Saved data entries

#####

PR #153, opened 2017-01-23
Fix #152 AsyncRequestHandler callback clears TracingContext prematurely

### LINKED ISSUE #152: AsyncRequestHandler callback clears TracingContext prematurely
When `RequestRouter` sends the request to `AsyncRequestHandler` it adds a callback to finish tracing `Span` and clear `TracingContext`.
The callback doesn't get an executor to run on hence gets executed in the context of the thread that resolved the `Response` future, nuking the `TracingContext` in the middle of a thread-local span, causing an `EmptyStackException` (when the outer code tries to pop it's span off the stack), causing thread termination and other ugliness.

yborovikov:
Fixes #152.
@manasdk @abhinav @vivekrsharma

### DIFF
--- a/tchannel-core/src/main/java/com/uber/tchannel/handlers/RequestRouter.java
+++ b/tchannel-core/src/main/java/com/uber/tchannel/handlers/RequestRouter.java
@@ -39,6 +39,7 @@ import com.uber.tchannel.messages.Request;
 import com.uber.tchannel.messages.Response;
 import com.uber.tchannel.messages.ResponseMessage;
 import com.uber.tchannel.tracing.Tracing;
+import com.uber.tchannel.tracing.TracingContext;
 import io.netty.channel.Channel;
 import io.netty.channel.ChannelHandlerContext;
 import io.netty.channel.SimpleChannelInboundHandler;
@@ -229,8 +230,7 @@ public class RequestRouter extends SimpleChannelInboundHandler<Request> {
             span = null;
         }
         final SettableFuture<Response> responseFuture = SettableFuture.create();
-        ListenableFuture<Response> handlerResponseFuture =
-            (ListenableFuture<Response>) asyncHandler.handleAsync(request);
+        ListenableFuture<? extends Response> handlerResponseFuture = asyncHandler.handleAsync(request);
         // Add callback handlers that close out the tracing span and then proxy the response.
         Futures.addCallback(handlerResponseFuture, new FutureCallback<Response>() {
             @Override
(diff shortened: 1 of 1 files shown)


manasdk:
+1

tchannel-core/src/main/java/com/uber/tchannel/handlers/RequestRouter.java
```diff
@@ -251,11 +251,14 @@ public void onFailure(Throwable e) {
             private void doRequestEndProcessing() {
                 if (span != null) {
                     span.finish();
+                    TracingContext tracingContext = topChannel.getTracingContext();
```
yurishkuro: imo any use of tracing context at this point will cause errors, because there is no guarantee that this Future callback will run on the same thread as line 227 that pushed the span to the context. That is why I suggest instead to add a call to `topChannel.getTracingContext().clear()` just before line 227, and in the callback only call `span.finish()`, without messing around with the context.

yborovikov: that's the point of using instrumented executor that propagates the tracing context, isn't it?
of course, it's set up outside of this code, so responsibility is on those who want to use specific tracing implementation to properly instrument the execution environment.

`.sendRequestToAsyncHandler()` that initiates the tracing is executed on the same thread as `.handleAsync()` does, so context gets full chance to be properly propagated.
the thread that resolves the response future should also be instrumented to have the context, so propagation is covered on the way back, too.

yurishkuro: Do you mean that `listeningExecutorService` is instrumented to propagate tracing context? Where is it initialized?

yborovikov: it would be initialized via `TChannel.Builder.setExecutorService()`. the latter would be called by `XTChannel.setupTChannel()` [TODO] or by whoever sets up the `TChannel` instance with thread-local-bound trace implementation.

yurishkuro: ok, fair enough. I think it would be useful to have a unit test that proves that this whole async use case works.

yborovikov: thank you for the review and your insight!
we also feel like thread-local context propagation in async flows is rather fragile and requires proper setup and participation from all moving parts.
going to merge the pr and publish new artifacts.

PR #154, opened 2017-01-26
Fix #152 empty trace context stack in async flow

### LINKED ISSUE #152: AsyncRequestHandler callback clears TracingContext prematurely

yborovikov:
Fix for `EmptyStackException` on response post-processing in `RequestRouter.sendRequestToAsyncHandler()` callback.


manasdk:
+1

#####

Copy out each line of the entries where the word "finish" is found.

# [RESULT OF THIS TASK]
When `RequestRouter` sends the request to `AsyncRequestHandler` it adds a callback to finish tracing `Span` and clear `TracingContext`.
                     span.finish();
yurishkuro: imo any use of tracing context at this point will cause errors, because there is no guarantee that this Future callback will run on the same thread as line 227 that pushed the span to the context. That is why I suggest instead to add a call to `topChannel.getTracingContext().clear()` just before line 227, and in the callback only call `span.finish()`, without messing around with the context.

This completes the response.